“恐怕你那野馬一樣的師父短時間之內是迴不來了!”蕭震首揮了揮手:“她下一個目的地我估計是祁連山,有個倒黴蛋被她盯上了。”

    “師父跑去祁連山做什麽?”馮子羽莫名其妙地問,覺得師父的行事越來越讓人摸不著頭腦。

    “她那個人強脾氣一上來,誰知道她想做什麽?”霍婉茵插口道:“除非她自己想說出來,不然我們也隻是妄自猜測罷了。”

    “現在最重要的是先幫管野治療身上的內傷,”蕭震首站了起來:“管野跟我來,以佑一會兒迴來的話告訴他,晚上再見吧!”

    “我知道了爹!”蕭以仲點點頭。

    蕭震首剛要舉步,大門外已經傳來了腳步聲,蕭以佑快步跑了進來,滿臉喜色:“爹娘,你們終於迴來了!”
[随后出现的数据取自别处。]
PR #2885, opened 2023-10-09
Support newer versions of httpcore

### LINKED ISSUE #2884: Support httpcore >= 1.0.0
Please add support for httpcore >= 1.0.0, which was released last week.

Currently, installs fail like so:
```
The conflict is caused by:
    The user requested httpcore==1.0.0
    httpx 0.25.0 depends on httpcore<0.19.0 and >=0.18.0
```

paulschreiber:
# Summary
Support newer versions of httpcore. httpcore 1.0.0 was release October 6, 2023.

Fixes #2884.


pyproject.toml
```diff
@@ -29,7 +29,7 @@ classifiers = [
 ]
 dependencies = [
     "certifi",
-    "httpcore>=0.18.0,<0.19.0",
+    "httpcore",
```
tomchristie, line 32: Since `httpcore 1.0` no longer includes `anyio` by default, we'd currently need the following...

```suggestion
    "httpcore",
    "anyio",
```

(Although the more comprehensive approach will be to pull in https://github.com/encode/httpx/pull/2858, which is what we'd like for httpx 1.0)

pyproject.toml
```diff
@@ -29,7 +29,8 @@ classifiers = [
...
+    "anyio",
```
karpetrosyan, line 33:
```suggestion

```

We need anyio only for tests. We can probably move this to requirements.txt.

T-256: If we are going to support httpcore 1.0 in httpx 0.26.0 I think it can have async default installation. httpx-async users don't get `anyio` not found error when they normally uses `pip install httpx`.
I think we can either not supporting httpcore 1.0 until httpx 1.0 (which done in #2858) OR don't drop httpcore's async dependencies.

T-256: If we are going to support httpcore 1.0 in httpx 0.26.0, I think it can have async default installation. it prevents httpx-async users get `anyio` not found error when they normally use `pip install httpx`.
I think we can either not supporting httpcore 1.0 until httpx 1.0 (which done in #2858) OR don't drop httpcore's async feature i.e include anyio.

karpetrosyan: How did `pip install httpx` raise `anyio` not found?

tomchristie:
Referring back to my previous review :)

This pull request should require both 'httpcore' and 'anyio'. (Effectively the same as requiring 'httpcore[asyncio]')
We could choose to roll a release from that point if we wanted too. 0.25.1 should be fine - we don't have any API breaking changes here, just a dependency upgrade.

Actually what we really want is PR #2858, which addresses this more comprehensively with the async dependencies no longer included by default. Tho we can treat that as a follow-up aimed at the upcoming 1.0 release.

See https://github.com/encode/httpx/issues/947#issuecomment-1715532202

pyproject.toml
T-256: Try install httpx + httpcore 1.0 then remove anyio. Error:
```
(.venv) E:\hcore1>python app.py
  File "E:\hcore1\app.py", line 6, in main
    r = await client.get('https://www.example.com/')
        ^^^^^^^^^^^^^^^^^^^^^^^^^^^^^^^^^^^^^^^^^^^^
  File "E:\hcore1\.venv\Lib\site-packages\httpx\_client.py", line 1757, in get
    return await self.request(
           ^^^^^^^^^^^^^^^^^^^
  File "E:\hcore1\.venv\Lib\site-packages\httpx\_client.py", line 1530, in request
    return await self.send(request, auth=auth, follow_redirects=follow_redirects)
           ^^^^^^^^^^^^^^^^^^^^^^^^^^^^^^^^^^^^^^^^^^^^^^^^^^^^^^^^^^^^^^^^^^^^^^
  File "E:\hcore1\.venv\Lib\site-packages\httpx\_client.py", line 1617, in send
    response = await self._send_handling_auth(
               ^^^^^^^^^^^^^^^^^^^^^^^^^^^^^^^
  File "E:\hcore1\.venv\Lib\site-packages\httpx\_client.py", line 1645, in _send_handling_auth
    response = await self._send_handling_redirects(
               ^^^^^^^^^^^^^^^^^^^^^^^^^^^^^^^^^^^^
  File "E:\hcore1\.venv\Lib\site-packages\httpx\_client.py", line 1682, in _send_handling_redirects
    response = await self._send_single_request(request)
               ^^^^^^^^^^^^^^^^^^^^^^^^^^^^^^^^^^^^^^^^
  File "E:\hcore1\.venv\Lib\site-packages\httpx\_client.py", line 1719, in _send_single_request
    response = await transport.handle_async_request(request)
               ^^^^^^^^^^^^^^^^^^^^^^^^^^^^^^^^^^^^^^^^^^^^^
  File "E:\hcore1\.venv\Lib\site-packages\httpx\_transports\default.py", line 366, in handle_async_request
    resp = await self._pool.handle_async_request(req)
           ^^^^^^^^^^^^^^^^^^^^^^^^^^^^^^^^^^^^^^^^^^
  File "E:\hcore1\.venv\Lib\site-packages\httpcore\_async\connection_pool.py", line 224, in handle_async_request
    async with self._pool_lock:
  File "E:\hcore1\.venv\Lib\site-packages\httpcore\_synchronization.py", line 62, in __aenter__
    self.setup()
  File "E:\hcore1\.venv\Lib\site-packages\httpcore\_synchronization.py", line 55, in setup
    raise RuntimeError(
RuntimeError: Running with asyncio requires installation of 'httpcore[asyncio]'.

  File "E:\hcore1\app.py", line 8, in <module>
    asyncio.run(main())
  File "C:\Users\Tester\.rye\py\cpython@3.12.0\install\Lib\asyncio\runners.py", line 194, in run
    return runner.run(main)
           ^^^^^^^^^^^^^^^^
  File "C:\Users\Tester\.rye\py\cpython@3.12.0\install\Lib\asyncio\runners.py", line 118, in run
    return self._loop.run_until_complete(task)
           ^^^^^^^^^^^^^^^^^^^^^^^^^^^^^^^^^^^
  File "C:\Users\Tester\.rye\py\cpython@3.12.0\install\Lib\asyncio\base_events.py", line 664, in run_until_complete
    return future.result()
           ^^^^^^^^^^^^^^^
  File "E:\hcore1\app.py", line 5, in main
  File "E:\hcore1\.venv\Lib\site-packages\httpx\_client.py", line 2003, in __aexit__
    await self._transport.__aexit__(exc_type, exc_value, traceback)
  File "E:\hcore1\.venv\Lib\site-packages\httpx\_transports\default.py", line 345, in __aexit__
    await self._pool.__aexit__(exc_type, exc_value, traceback)
  File "E:\hcore1\.venv\Lib\site-packages\httpcore\_async\connection_pool.py", line 327, in __aexit__
    await self.aclose()
  File "E:\hcore1\.venv\Lib\site-packages\httpcore\_async\connection_pool.py", line 312, in aclose
    async with self._pool_lock:
  File "E:\hcore1\.venv\Lib\site-packages\httpcore\_synchronization.py", line 67, in __aenter__
    await self._anyio_lock.acquire()
          ^^^^^^^^^^^^^^^^
AttributeError: 'AsyncLock' object has no attribute '_anyio_lock'

(.venv) E:\hcore1>
```

tomchristie (changes requested):
My suggestion here would be...

* Either add `anyio` to the dependencies list, or use `httpcore[asyncio]`.
* Add "update httpcore dependency" to the CHANGELOG.

And then we follow up with a new minor point release.

pyproject.toml
tomchristie, line 32:
```suggestion
    "httpcore",
    "anyio",
```

tomchristie: (Or `"httpcore[asyncio]"`)

tomchristie:
I'm happy to roll a minor point release with this if the above suggestions are resolved.
Alternatively we can pass on this and merge https://github.com/encode/httpx/pull/2858 with a new major release planned. 

(We'll do that either way, but we can have an interim release if we want.)

tomchristie:
Okay I think if we update the `CHANGELOG.md` as part of this pull request, then we should merge this and roll an 0.25.1 release.

tomchristie (approved):

pyproject.toml
```diff
@@ -29,7 +29,8 @@ classifiers = [
 ]
 dependencies = [
     "certifi",
-    "httpcore>=0.18.0,<0.19.0",
+    "httpcore",
```
T-256, line 32: Don't we need to pin version for httpcore and anyio here?

tomchristie: If we want pinning here then...

* We should probably pin anyio to the `>=4.0.0,<5.0.0` range.
* We can pin httpcore to the `>=1.0.0,<2.0.0` range. (Actually I think we can go lower than that, but...)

    霍婉茵喜滋滋地撫摩著蕭以佑的臉頰笑道:“我的佑兒看樣子成熟了不少,再不是那個調皮搗蛋又桀驁不遜的愣小子了,子羽雖然是大大的功臣,但爹跟娘的作用也不小吧?”

    馮子羽掩口淺笑,蕭以佑也笑道:“爹跟娘用心良苦,孩兒哪有不知道的,感謝爹娘成全我跟子羽,我給二老磕頭啦!”倒身就要下拜。

    霍婉茵一把拉起他,又氣又笑:“剛剛誇你長大了,傻勁兒就又上來了,沒有運功抵抗,看來不顯露武功的諾言一直沒忘記呢!”

    “隻有兩次,但那都是為了子羽,”蕭以佑老實交代:“除了那兩次之外,孩兒從來沒有在人前賣弄過!”

    “那就好!”霍婉茵點點頭。

    蕭以佑轉向蕭震首,一揖到地:“爹身體可好?”

    “還好沒被你大哥的百萬兩銀子給砸死!”蕭震首笑的得意:“記得趕快貼出告示,不然老爹我搞出血濺婚禮的事的話,我可唯你們是問!”

    “放心吧爹!”蕭以佑暗暗吐了吐舌頭,看樣子爹認為尋人啟事的罪魁禍首是大哥,他這個幫兇算是逃過了一劫了。

    “想知道我們這四年的所有經曆,去纏著你們的娘好了,我跟你二哥還有重要的事情要辦,沒事別來打擾我們!”適時堵住蕭以佑一臉詢問的神色,他迴手招唿著管野走人了。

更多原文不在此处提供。